Mike Reed

No. 39
- Position: Fullback

Personal information
- Born: January 6, 1975 Washington, D.C., U.S.
- Died: January 31, 2014 (aged 39) Bakersfield, California, U.S.
- Height: 6 ft 0 in (1.83 m)
- Weight: 215 lb (98 kg)

Career information
- High school: Clover Park (Lakewood, Washington)
- College: Washington (1994–1997)

Career history
- Philadelphia Eagles (1998–1999);
- Stats at Pro Football Reference

= Mike Reed (fullback) =

American football player (1975–2014)

Michael G. Reed (January 6, 1975 – January 31, 2014) was an American professional football fullback who played one season with the Philadelphia Eagles of the National Football League (NFL).

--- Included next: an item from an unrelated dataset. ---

PR #79, opened 2024-10-28
Show time weather refresh and language support for en,de,fr (month and weekday)

HugoBalder:


HugoBalder:
I will change the branch in my first pull request and hope that works.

He played college football at the University of Washington.

==Early life and college==
Michael G. Reed was born on January 6, 1975, in Washington, D.C. He first attended Woodbridge American High School in Woodbridge, England before moving back to the United States and attending Clover Park High School in Lakewood, Washington.

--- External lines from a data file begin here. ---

PR #84, opened 2024-10-28
Fix jaggies on weather widget

sjoerdverweij:


.vscode/launch.json
```diff
@@ -0,0 +1,44 @@
+// AUTOMATICALLY GENERATED FILE. PLEASE DO NOT MODIFY IT MANUALLY
```
learn-more, line 1: Please remove the files from the `.vscode` folder from your PR

firmware/include/widgets/weatherWidget.h
```diff
@@ -11,17 +11,18 @@
 
 #include "model/weatherDataModel.h"
 
-class WeatherWidget : public Widget {
-   public:
-    WeatherWidget(ScreenManager& manager);
+class WeatherWidget : public Widget
```
learn-more, line 14: I would suggest to refrain from formatting changes, because this will cause merge conflicts for everyone else working on the same files.

firmware/src/widgets/weatherWidget.cpp
```diff
@@ -235,64 +275,77 @@ void WeatherWidget::weatherText(int displayIndex, int16_t b, int16_t t) {
...
 
     display.setTextDatum(MC_DATUM);
     display.fillScreen(TFT_WHITE);
-    display.setTextSize(2);
+    display.setTextSize(1);
 
-    display.fillRect(78, 0, 3, 240, TFT_BLACK);
-    display.fillRect(157, 0, 3, 240, TFT_BLACK);
+    // display.fillRect(78, 0, 3, 240, TFT_BLACK);
+    // display.fillRect(157, 0, 3, 240, TFT_BLACK);
```
learn-more, line 308: debug leftovers?

firmware/src/widgets/weatherWidget.cpp
```diff
@@ -235,64 +275,77 @@ void WeatherWidget::weatherText(int displayIndex, int16_t b, int16_t t) {
...
+            drawDegrees(temperature, x, 122, 6, 1, 7, 4, TFT_BLACK, TFT_WHITE);
         }
 
-        String weekUpdate = dayStr(weekday(m_time->getUnixEpoch() + (86400 * (i + 1))));
-        weekUpdate.remove(3);
-        weekUpdate.toUpperCase();
-        display.drawString(weekUpdate, xOffset, 150, 2);
+        String shortDayName = dayStr(weekday(m_time->getUnixEpoch() + (86400 * (i + 1))));
+        shortDayName.remove(3);
+        // weekUpdate.toUpperCase();
```
learn-more, line 342: Debug leftover?

learn-more (changes requested):
Hello,

Thanks for your contribution!

To make it easier to review, and to not cause a lot of merge conflicts I would suggest to remove the formatting changes from this PR, and only commit the changes that are needed for this feature.

.vscode/launch.json
sjoerdverweij: I don't want to have to do that every time -- is it OK if I remove it, commit, re-add it, then add it to a .gitignore?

Reed played college football for the Washington Huskies from 1994 to 1997 as a fullback. He rushed 10 times for 21 yards his freshman year in 1994. He totalled seven carries for 40 yards and two receptions for 17 yards in 1995. He recorded 42 rushing attempts for 106 yards and one touchdown and three catches for 36 yards in 1996. Reed rushed five times for 21 yards and caught five passes for 84 yards and three touchdowns his senior year in 1997.

==Professional career==
After going undrafted in the 1998 NFL draft, Reed signed with the Philadelphia Eagles on April 21, 1998. He was waived on August 30 and signed to the team's practice squad on September 1. He was promoted to the active roster on October 5 and played in two games without recording any statistics before being released on November 27 and signed back to the practice squad on December 1. Reed was moved back to the active roster on December 10 and played in two more games for the Eagles that season, once again without recording any statistics.

Reed was released by the Eagles the next year on September 5, 1999, and signed to the practice squad on September 8. He was released for the final time on September 22, 1999.

==Death==
Reed died of cancer on January 31, 2014, in Bakersfield, California.